What to do – Would you copy each line of the records that includes the word "opened"?

[Source material — start]

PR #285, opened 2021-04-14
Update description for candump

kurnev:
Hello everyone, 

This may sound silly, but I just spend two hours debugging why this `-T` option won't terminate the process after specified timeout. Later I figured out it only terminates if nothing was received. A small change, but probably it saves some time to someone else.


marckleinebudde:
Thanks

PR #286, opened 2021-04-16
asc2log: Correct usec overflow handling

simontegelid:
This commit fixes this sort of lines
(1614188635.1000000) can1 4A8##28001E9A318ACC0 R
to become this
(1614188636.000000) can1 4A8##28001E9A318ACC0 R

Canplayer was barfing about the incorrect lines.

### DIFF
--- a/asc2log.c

[Source material — finish]
[Source material — start]

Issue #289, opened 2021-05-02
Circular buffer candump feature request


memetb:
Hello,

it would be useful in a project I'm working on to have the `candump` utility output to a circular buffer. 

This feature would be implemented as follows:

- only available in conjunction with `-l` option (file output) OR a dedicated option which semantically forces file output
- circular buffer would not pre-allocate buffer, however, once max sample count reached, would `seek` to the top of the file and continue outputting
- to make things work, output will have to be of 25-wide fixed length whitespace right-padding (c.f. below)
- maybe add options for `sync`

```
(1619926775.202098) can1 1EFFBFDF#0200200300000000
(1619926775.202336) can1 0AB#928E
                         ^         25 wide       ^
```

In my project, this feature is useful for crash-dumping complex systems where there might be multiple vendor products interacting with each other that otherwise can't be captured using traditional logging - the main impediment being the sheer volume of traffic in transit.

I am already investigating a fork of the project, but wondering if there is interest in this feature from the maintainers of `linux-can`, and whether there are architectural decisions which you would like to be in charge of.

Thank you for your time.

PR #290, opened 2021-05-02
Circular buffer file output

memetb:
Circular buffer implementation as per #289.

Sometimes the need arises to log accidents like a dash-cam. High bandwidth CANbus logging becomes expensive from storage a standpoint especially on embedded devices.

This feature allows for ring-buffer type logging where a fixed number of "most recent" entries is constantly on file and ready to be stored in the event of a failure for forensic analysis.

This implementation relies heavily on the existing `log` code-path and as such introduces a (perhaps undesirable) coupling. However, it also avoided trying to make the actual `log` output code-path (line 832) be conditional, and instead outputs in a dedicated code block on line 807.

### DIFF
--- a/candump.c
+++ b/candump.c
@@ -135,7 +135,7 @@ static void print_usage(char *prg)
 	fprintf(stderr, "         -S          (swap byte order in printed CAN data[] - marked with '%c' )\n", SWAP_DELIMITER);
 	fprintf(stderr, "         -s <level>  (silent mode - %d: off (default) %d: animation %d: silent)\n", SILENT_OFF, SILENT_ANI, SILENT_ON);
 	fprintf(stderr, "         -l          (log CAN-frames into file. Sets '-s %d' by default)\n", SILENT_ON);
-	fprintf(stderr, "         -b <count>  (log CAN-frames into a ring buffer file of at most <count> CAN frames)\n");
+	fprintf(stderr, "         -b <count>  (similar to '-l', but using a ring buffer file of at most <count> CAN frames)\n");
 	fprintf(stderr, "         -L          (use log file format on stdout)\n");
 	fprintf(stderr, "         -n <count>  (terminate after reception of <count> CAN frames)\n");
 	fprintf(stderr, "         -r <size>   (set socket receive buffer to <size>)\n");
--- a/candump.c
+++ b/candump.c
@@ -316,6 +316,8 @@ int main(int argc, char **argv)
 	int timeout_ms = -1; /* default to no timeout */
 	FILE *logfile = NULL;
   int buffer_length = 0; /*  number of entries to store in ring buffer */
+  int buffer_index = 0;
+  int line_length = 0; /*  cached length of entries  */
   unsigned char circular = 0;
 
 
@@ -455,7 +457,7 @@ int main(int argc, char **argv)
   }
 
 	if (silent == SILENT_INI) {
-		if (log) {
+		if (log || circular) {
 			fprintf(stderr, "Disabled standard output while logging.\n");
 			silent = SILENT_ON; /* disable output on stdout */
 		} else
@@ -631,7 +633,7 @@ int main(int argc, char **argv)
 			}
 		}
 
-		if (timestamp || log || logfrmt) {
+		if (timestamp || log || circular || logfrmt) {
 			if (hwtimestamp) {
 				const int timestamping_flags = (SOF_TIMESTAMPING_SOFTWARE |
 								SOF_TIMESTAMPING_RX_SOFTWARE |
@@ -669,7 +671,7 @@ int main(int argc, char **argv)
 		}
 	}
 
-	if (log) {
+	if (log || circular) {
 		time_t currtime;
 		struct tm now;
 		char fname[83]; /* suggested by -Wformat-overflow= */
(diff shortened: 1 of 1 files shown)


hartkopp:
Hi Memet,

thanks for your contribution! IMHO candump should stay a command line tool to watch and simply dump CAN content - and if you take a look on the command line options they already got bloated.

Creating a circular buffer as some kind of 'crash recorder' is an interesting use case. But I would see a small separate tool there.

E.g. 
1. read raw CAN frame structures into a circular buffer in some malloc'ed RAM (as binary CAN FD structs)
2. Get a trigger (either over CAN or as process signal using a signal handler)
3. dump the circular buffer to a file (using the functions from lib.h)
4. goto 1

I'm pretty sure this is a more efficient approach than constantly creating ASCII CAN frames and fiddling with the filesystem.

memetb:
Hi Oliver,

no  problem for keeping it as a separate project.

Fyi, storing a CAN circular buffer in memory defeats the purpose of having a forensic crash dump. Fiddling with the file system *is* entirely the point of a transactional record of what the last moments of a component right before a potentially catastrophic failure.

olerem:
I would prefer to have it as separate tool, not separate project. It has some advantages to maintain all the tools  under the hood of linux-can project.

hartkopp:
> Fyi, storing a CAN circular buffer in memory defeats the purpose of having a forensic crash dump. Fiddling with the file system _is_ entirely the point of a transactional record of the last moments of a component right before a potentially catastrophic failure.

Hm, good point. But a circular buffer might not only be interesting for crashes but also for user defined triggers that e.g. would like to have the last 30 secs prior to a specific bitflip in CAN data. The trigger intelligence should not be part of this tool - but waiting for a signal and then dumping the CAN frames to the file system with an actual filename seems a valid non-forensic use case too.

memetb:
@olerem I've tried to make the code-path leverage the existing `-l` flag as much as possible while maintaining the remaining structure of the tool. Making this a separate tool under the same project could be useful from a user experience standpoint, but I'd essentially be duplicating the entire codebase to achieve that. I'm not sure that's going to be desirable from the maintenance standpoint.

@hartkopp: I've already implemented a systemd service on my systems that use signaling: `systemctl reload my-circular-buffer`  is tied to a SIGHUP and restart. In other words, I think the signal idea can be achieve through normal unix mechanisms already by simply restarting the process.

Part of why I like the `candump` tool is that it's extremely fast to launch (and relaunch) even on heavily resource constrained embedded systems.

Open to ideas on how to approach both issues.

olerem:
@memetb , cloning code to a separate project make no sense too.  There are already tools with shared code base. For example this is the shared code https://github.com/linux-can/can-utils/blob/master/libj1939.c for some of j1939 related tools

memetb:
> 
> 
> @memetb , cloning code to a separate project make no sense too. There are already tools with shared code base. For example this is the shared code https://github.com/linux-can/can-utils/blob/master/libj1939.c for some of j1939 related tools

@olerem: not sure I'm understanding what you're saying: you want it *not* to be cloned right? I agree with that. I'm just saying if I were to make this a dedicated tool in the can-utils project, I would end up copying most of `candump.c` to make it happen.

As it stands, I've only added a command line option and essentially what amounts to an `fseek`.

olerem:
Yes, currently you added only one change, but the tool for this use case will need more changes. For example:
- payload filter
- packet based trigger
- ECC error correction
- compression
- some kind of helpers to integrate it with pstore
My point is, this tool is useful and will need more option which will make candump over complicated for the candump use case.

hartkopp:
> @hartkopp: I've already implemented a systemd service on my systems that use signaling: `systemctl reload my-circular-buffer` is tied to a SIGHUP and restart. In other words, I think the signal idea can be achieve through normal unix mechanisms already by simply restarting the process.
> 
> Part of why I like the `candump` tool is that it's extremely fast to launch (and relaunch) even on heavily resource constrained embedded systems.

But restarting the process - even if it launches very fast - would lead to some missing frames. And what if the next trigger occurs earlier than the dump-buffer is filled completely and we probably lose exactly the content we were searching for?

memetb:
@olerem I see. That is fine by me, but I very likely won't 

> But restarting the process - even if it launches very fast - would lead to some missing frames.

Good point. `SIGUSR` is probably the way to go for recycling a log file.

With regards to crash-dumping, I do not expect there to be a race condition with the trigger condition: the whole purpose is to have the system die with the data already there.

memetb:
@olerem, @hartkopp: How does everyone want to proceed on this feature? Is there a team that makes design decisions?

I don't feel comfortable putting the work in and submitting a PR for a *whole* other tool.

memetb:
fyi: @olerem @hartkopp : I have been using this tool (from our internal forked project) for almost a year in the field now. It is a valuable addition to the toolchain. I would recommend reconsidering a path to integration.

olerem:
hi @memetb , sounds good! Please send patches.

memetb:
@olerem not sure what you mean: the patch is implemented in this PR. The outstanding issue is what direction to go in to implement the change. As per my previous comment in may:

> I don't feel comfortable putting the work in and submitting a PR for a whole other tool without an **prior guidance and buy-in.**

[Source material — finish]

Solution to this problem –
PR #285, opened 2021-04-14
PR #286, opened 2021-04-16
Issue #289, opened 2021-05-02
PR #290, opened 2021-05-02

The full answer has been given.